The cat featured here looks a wee bit like Potter did when she was just a kitten.

Respect Your Cat (Not That It Cares)


It seems as if there’s always some kind of feline holiday crouched around the corner, wriggling its bottom, ready to pounce. National Cat Day, National Feral Cat Day, National Hairball Awareness Day, Happy Mew Year — even the dog days of August are filled with feline jubilees.

A celebration on Tuesday stands out from the pride, however, because it promises to deliver our cats what they most deserve, which is not a Meowjito. It’s Respect Your Cat Day, an opportunity to pay homage to that mysterious silken life form beside you, which can hear the height of sounds and has beaten the evolutionary odds to occupy your lap.

Sadly, as cat lovers we don’t always fully grasp the formidable feline qualities we should be honoring. Respect Your Cat Day’s literature (mostly a news release put out by the folks at a website called National Today, who claim the source of the holiday dates back to an 1384 edict by Richard II of England forbidding the consumption of cats) highlights some impressive statistics about our “feline besties,” including the revelation from a survey that “64 percent of Americans” allegedly prefer their cat’s company to their significant other’s. (No comment, dear.)

But when it comes to how, exactly, people go about respecting their cats, the survey’s findings seem a little misguided, if not downright disrespectful: Give your cat verbal compliments? Please. Cats emphatically do not understand English and studiously disregard their owner’s calls. With their supersensitive hearing, some may dislike the volume of the human voice, especially in confined quarters. When speaking in the feline presence, you might even consider consulting a decibel meter to ensure your jibber-jabber does not irritate their ears. If you flatter your cat, do so in a reverent whisper.

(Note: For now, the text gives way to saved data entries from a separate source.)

PR #2619, opened 2023-04-27
[scatter] fix population bug in scatter tile

chejennifer:
- scatter tiles sometimes will have null populationData causing an error when trying to access populationData during the data processing

### DIFF
--- a/static/js/utils/scatter_data_utils.ts
+++ b/static/js/utils/scatter_data_utils.ts
@@ -32,7 +32,7 @@ interface PlaceAxisChartData {
   value: number;
   statDate: string;
   sources: string[];
-  pop?: number;
+  popValue?: number;
   popDate?: string;
   unit?: string;
 }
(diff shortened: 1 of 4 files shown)


static/js/utils/scatter_data_utils.ts
```diff
@@ -78,23 +78,27 @@ function getPlaceAxisChartData(
...
-  let pop = null;
-  let popDate = null;
-  if (popSeries && popSeries.series) {
-    const popObs = getMatchingObservation(popSeries.series, obs.date);
-    if (
-      popBounds &&
-      (!popObs || !isBetween(popObs.value, popBounds[0], popBounds[1]))
-    ) {
-      return null;
+  let pop = denomValue;
```
shifucun, line 81: how about popValue to be specific

shifucun (approved):

static/js/utils/scatter_data_utils.ts
chejennifer: done

PR #2623, opened 2023-04-28
[V2 API] Migrate place stat var union/existence and place name related APIs

shifucun:
* Use /info/place API to get parent places instead of using get_prop_value a few times.
* Get rid of "cached" version of some data fetch functions. The dc.Fn() call result is already cached, and/or there is cache for flask endpoints response.

### DIFF
--- a/server/routes/place/api.py
+++ b/server/routes/place/api.py
@@ -373,8 +373,8 @@ def get_i18n_all_child_places(raw_page_data):
   for place_type in list(all_child_places.keys()):
     for place in all_child_places[place_type]['places']:
       all_dcids.append(place.get('dcid', ''))
-  i18n_names = place_api.get_i18n_name(all_dcids,
-                                       False)  # Don't resolve en-only names
+  # Don't resolve en-only names
+  i18n_names = place_api.get_i18n_name(all_dcids, False)
   for place_type in list(all_child_places.keys()):
     for place in all_child_places[place_type]['places']:
       dcid = place.get('dcid')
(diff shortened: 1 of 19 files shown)


server/routes/place/api.py
```diff
@@ -566,7 +566,7 @@ def populate_additional_category_data(category):
   all_places = [dcid]
   for t in BAR_CHART_TYPES:
     all_places.extend(raw_page_data.get(t + 'Places', []))
-  names = place_api.get_display_name('^'.join(sorted(all_places)), g.locale)
```
pradh, line 569: This is intentionally dropped?

server/routes/shared_api/place.py
```diff
@@ -853,17 +747,15 @@ def api_ranking_chart(dcid):
...
-      parent_type_list = parent.get("types", [])
       parent_place_dcid = parent.get("dcid", "")
-      if parent_type_list:
-        parent_type = parent_type_list[0]
-        # All wanted place types plus continent except CensusZipCodeTabulationArea.
-        if parent_type == "Continent" or (
-            parent_type in ALL_WANTED_PLACE_TYPES and
-            parent_type != "CensusZipCodeTabulationArea"):
-          break
+      parent_type = parent.get('type', '')
```
pradh, line 753: super nit: only this line as different quote style, be consistent?

pradh (approved):
Not super familiar with the code.  LGTM to unblock.

Maybe Jennifer could also look on Monday?

server/routes/place/api.py
shifucun: Yes, the function is simplified by only taking a list of dcids.

server/routes/shared_api/place.py
shifucun: fixed

PR #2627, opened 2023-05-01
[stat var hierarchy] separate blocklist svgs for each environment

chejennifer:
- Get blocklisted svgs from environment file
- set blocklisted svgs file in each helm chart

### DIFF
--- a/deploy/helm_charts/envs/custom.yaml
+++ b/deploy/helm_charts/envs/custom.yaml
@@ -54,3 +54,6 @@ nl:
 
 customDC:
   enabled: true
+
+svg:
+  blocklistFile: ["dc/g/Uncategorized", "dc/g/SDG", "sdg/g/SDG"]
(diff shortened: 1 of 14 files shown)


deploy/helm_charts/envs/custom.yaml
```diff
@@ -54,3 +54,6 @@ nl:
 
 customDC:
   enabled: true
+
+svg:
+  blocklistFile: ["dc/g/Uncategorized", "dc/g/SDG", "sdg/g/SDG"]
```
shifucun, line 59: So this blocks 3 svg from all the custom DC (including Stanford). I wonder what is the plan to update this later on?

chejennifer: "dc/g/Uncategorized" was always blocked in all staging/production instances of the website & in terms of the sdg groups being blocklisted, this change was requested in order to block those from showing up on the hierarchy for Stanford DC .. so not sure what the future plan is?

shifucun (approved):

shifucun (commented):
Can you sync the mixer submodule, otherwise this and future commits before sync would not work.

PR #2633, opened 2023-05-02
[sv hierarchy] Fix configmap problem

chejennifer:
- There were deployment problems when both website and mixer had configmaps of the same name (blocklist-svg)


chejennifer:
Upon offline chat, decided to fix deployment by only having the website deploy a blocklist svg configmap. Closing this.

Snuggle or hug your cat? Actually, cats may abhor the smell of our favorite perfumes and citrus-scented soaps, and some are allergic to human dandruff. Furthermore, while most pet cats appreciate caresses, their territoriality means they sometimes prefer solitude to squeezes, and a few even have a condition called “petting intolerance” — a prime cause of cat-on-human violence. Constantly invading a cat’s personal space can also inflict something like psychological trauma, leading to chronic litter box accidents.

Feed your cat treats? Thanks to precisely this sort of “respect,” veterinarians have devised feline obesity charts going all the way up to 70 percent body fat. Our cats’ jiggling physiques insult their arch-predator status.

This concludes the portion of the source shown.